AIM OF THE EXERCISE
For the entries below, repeat exactly each line starting with the one that contains "afishbeck: So the" and going on through the one that contains "It's not clear", and no others.

PROVIDED DATA
PR #14971, opened 2021-05-19
HPCC-25835 Fix environment accesses in ws_dfuXRefService for cloud

wangkx:
In WsDfuXRef.DFUXRefUnusedFiles(), use preload ISmartSocket to send
roxie command.
In WsDfuXRef.DFUXRefList, conditionally compile the code related to
process cluster.

## Type of change:

## Checklist:
  - [x] The commit is signed.
  - [ ] Scalability
  - [ ] Performance
  - [ ] Security
  - [ ] Thread-safety
  - [ ] Cloud-compatibility
  - [ ] Premature optimization

## Smoketest:

### DIFF
--- a/esp/scm/ws_dfuXref.ecm
+++ b/esp/scm/ws_dfuXref.ecm
@@ -213,6 +213,7 @@ ESPrequest DFUXRefUnusedFilesRequest
     string ProcessCluster;
     bool CheckPackageMaps;
     [min_ver("1.01")] bool GetFileDetails(false);
+    [min_ver("1.03")] string TargetCluster;
 };
 
 ESPresponse [exceptions_inline] DFUXRefUnusedFilesResponse
@@ -223,7 +224,7 @@ ESPresponse [exceptions_inline] DFUXRefUnusedFilesResponse
 };
 
 //  ===========================================================================
-ESPservice [version("1.02"), default_client_version("1.02"), auth_feature("DEFERRED"), exceptions_inline("./smc_xslt/exceptions.xslt")] WsDFUXRef
+ESPservice [version("1.03"), default_client_version("1.03"), auth_feature("DEFERRED"), exceptions_inline("./smc_xslt/exceptions.xslt")] WsDFUXRef
 {
     ///ESPmethod [resp_xsl_default("./smc_xslt/xref_main.xslt")] DFUXRefList(DFUXRefListRequest, DFUXRefListResponse);
     ESPmethod [resp_xsl_default("/esp/xslt/xref_main.xslt")] DFUXRefList(DFUXRefListRequest, DFUXRefListResponse);
--- a/esp/services/ws_dfu/ws_dfuXRefService.cpp
+++ b/esp/services/ws_dfu/ws_dfuXRefService.cpp
@@ -115,6 +115,10 @@ void CWsDfuXRefEx::init(IPropertyTree *cfg, const char *process, const char *ser
         throw MakeStringException(-1, "No Dali Connection Active. Please Specify a Dali to connect to in you configuration file");
     }
 
+#ifdef _CONTAINERIZED
+    initContainerRoxieTargets(roxieConnMap);
+#endif
+
     XRefNodeManager.setown(CreateXRefNodeFactory());
 
     //Start out builder thread......
@@ -555,12 +559,15 @@ bool CWsDfuXRefEx::onDFUXRefList(IEspContext &context, IEspDFUXRefListRequest &r
     {
         context.ensureFeatureAccess(FEATURE_URL, SecAccess_Read, ECLWATCH_DFU_XREF_ACCESS_DENIED, "WsDfuXRef::DFUXRefList: Permission denied.");
 
+        Owned<IPropertyTree> xrefNodeTree = createPTree("XRefNodes");
+
+#ifndef _CONTAINERIZED
+        //In bare metal environment, each physical cluster is an XRef node.
         CConstWUClusterInfoArray clusters;
         getEnvironmentClusterInfo(clusters);
 
         BoolHash uniqueProcesses;
-        Owned<IPropertyTree> xrefNodeTree = createPTree("XRefNodes");
-        ForEachItemIn(c, clusters)
+        ForEachItemIn(c, clusters) //loop through every target cluster
         {
             IConstWUClusterInfo &cluster = clusters.item(c);
             switch (cluster.getPlatform())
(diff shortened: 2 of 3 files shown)


esp/services/ws_dfu/ws_dfuXRefService.cpp
```diff
@@ -555,12 +559,15 @@ bool CWsDfuXRefEx::onDFUXRefList(IEspContext &context, IEspDFUXRefListRequest &r
     {
         context.ensureFeatureAccess(FEATURE_URL, SecAccess_Read, ECLWATCH_DFU_XREF_ACCESS_DENIED, "WsDfuXRef::DFUXRefList: Permission denied.");
 
+        Owned<IPropertyTree> xrefNodeTree = createPTree("XRefNodes");
+
+#ifndef _CONTAINERIZED
+        //In bare metal environment, each physical cluster is an XRef node.
```
afishbeck, line 565: I'm not that familiar with how this service interacts with XREF.  This change correctly removes the process clusters (which should match DFU groups) from the list.  

@ghalliday @jakesmith 
But should the storage planes be on the list instead?  Or is that not necessary in the cloud?

jakesmith:
@wangkx - xref isn't supported in cloud, we're not entirely sure of the future of it.

So I'm not sure this PR is required (for anything else) ?

wangkx:
@jakesmith Yes. The other fix in this PR is for WsDfuXRef.DFUXRefUnusedFiles() which was added by https://github.com/hpcc-systems/HPCC-Platform/commit/c135674bd13337bfa85ed330df8589a7fb72d98a.

esp/scm/ws_dfuXref.ecm
```diff
@@ -213,6 +213,7 @@ ESPrequest DFUXRefUnusedFilesRequest
     string ProcessCluster;
     bool CheckPackageMaps;
     [min_ver("1.01")] bool GetFileDetails(false);
+    [min_ver("1.03")] string TargetCluster;
```
jakesmith, line 216: @wangkx - I'm not familiar with this service, what is the difference between the pre-existing ProcessCluster and the new TargetCluster ?

wangkx: The pre-existing ProcessCluster was used in bare metal environment for specifying the physical cluster. For cloud environment, a user should specify a roxie queue target. The new TargetCluster is added for specifying the roxie queue target. For backward compatible, it is allowed to specify the roxie queue target using pre-existing ProcessCluster.

jakesmith: If ProcessCluster can/does mean target roxie, then an additional field doesn't clarify IMO.
I am not familiar with the interface/way this request is populated, but don't think we should have 2 fields in same request with similar/overlapping meanings.

afishbeck: The process cluster is the physical cluster... which maps to the DFS group name.
The target cluster is a configuration object that combines [process cluster, eclccserver, queryset, etc].
You could have more than one target object configured per physical cluster.
For example the physical cluster roxieprod1 can have the following target clusters configured:

roxieprod1-fromgitrepo
roxieprod1-fromsqlrepo
roxieprod1-x

But all of those reference the same actual physical (process) cluster.

afishbeck: So the interface allows you to specify the physical cluster directly, or we can figure it out if you provide the target name.

afishbeck: In the cloud there is currently no real distinction.

jakesmith: in cloud there is no physical cluster/dfs group, only a target.
in bare-metal (prior to this change) only the physical target was specified.

@afishbeck, is there any case where both need to be specified? If not I think it would be better not to add 2nd type of target field to request.

afishbeck: Agreed in cloud target and process cluster names are interchangeable, so no need to add new target parameter. For this service it really goes back to the question of what xref will become though, since we are really using this as the DFS groupname.
For other services we do also have to be careful where process is mapped to groupname.. we'll have to decide if we mean storage plane on a case by case basis.

jakesmith: There will be planes, but not groups in the longer term - as the moment groups are auto-created based on planes - for backward compatibility with existing code which expect them, but they are pseudo groups really (i.e. they are padded with localhosts representing the partition width of the file that links to them).

It's not clear what DFS XREF will do in future, there's still a role to play with checking the meta is correct and the underlying physical data is there, and we might target a storage plane much in the same we target a group now (but a plane might be backed by a azure blob url)

I'm not sure what the Roxie XREF aspect does (in fact I didn't know it existed until Kevin pointed it our in an earlier comment). From a quick read of the JIRA , I was left the impression that it wasn't to do with integrity of physical files vs logical, but to do with which logical files were still in use in packages, is that true or ?
But if that's true, I'm not sure how in bare-metal a ProcessCluster that mapped to a physical cluster, mapped back to a roxie cluster deployed packaged?

afishbeck: The roxie XREF returns a list of the files which DFS thinks are on the roxie, but no queries (or optionally packagemap) claims to be using.
It's useful for operations to check if they've missed any files that may need to be deleted after they've removed some queries.

afishbeck: I think the roxie one should be made to work in the cloud.

jakesmith: >The roxie XREF returns a list of the files which DFS thinks are on the roxie

It sounds like this still needs to deal with the equivalent of a group, i.e. a plane in cloud world, and not a target roxie.


And in bare-metal - it really should have been told both the target roxie, and the group, but has been assuming they are both the same (roxie could be called myroxie, and writing files to mystorage).

I think the situation is same whether bare-metal or cloud - it should not assume same, request needs both.

Also wondering about the situation where the roxie has queires/packages which are using files on multiple group/planes ...

jakesmith: I think so, as you say, it kinda worked/was useful in baremetal because the storage was dedicated.
It could still work if the a plane was dedicated to a roxie, but where there are multiple roxie's using shared palnes, or 1 or more roxies using multiple planes, the implementation falls short.

So yes, I agree, think should be disabled for now.

Thinking ahead to alternative implementations, would it make sense for the roxie queries that use files to add an ownership tag or similar to the meta of a file, so we knew which logical files were in use by which deployed roxies (and/or down to the query/package level)?

wangkx:
I am closing this PR because all of the XREF functionality needs to be re-considered and should be disabled on the cloud for now.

THE ANSWER
afishbeck: So the interface allows you to specify the physical cluster directly, or we can figure it out if you provide the target name.

afishbeck: In the cloud there is currently no real distinction.

jakesmith: in cloud there is no physical cluster/dfs group, only a target.
in bare-metal (prior to this change) only the physical target was specified.

@afishbeck, is there any case where both need to be specified? If not I think it would be better not to add 2nd type of target field to request.

afishbeck: Agreed in cloud target and process cluster names are interchangeable, so no need to add new target parameter. For this service it really goes back to the question of what xref will become though, since we are really using this as the DFS groupname.
For other services we do also have to be careful where process is mapped to groupname.. we'll have to decide if we mean storage plane on a case by case basis.

jakesmith: There will be planes, but not groups in the longer term - as the moment groups are auto-created based on planes - for backward compatibility with existing code which expect them, but they are pseudo groups really (i.e. they are padded with localhosts representing the partition width of the file that links to them).

It's not clear what DFS XREF will do in future, there's still a role to play with checking the meta is correct and the underlying physical data is there, and we might target a storage plane much in the same we target a group now (but a plane might be backed by a azure blob url)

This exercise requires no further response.